Aim of the exercise: Transcribe the data exactly. Leave nothing out.

Available data:
PR #1531, opened 2020-10-22
support compaction of overlapping chunks

### LINKED ISSUE #1266: Use file masking to support data rewrite
Per #1183 , support rewriting data in an archive, to support operations like merging small data files together, or to merge data from overlapping time spans.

Answer section:
PR #1531, opened 2020-10-22
support compaction of overlapping chunks

### LINKED ISSUE #1266: Use file masking to support data rewrite
Per #1183 , support rewriting data in an archive, to support operations like merging small data files together, or to merge data from overlapping time spans.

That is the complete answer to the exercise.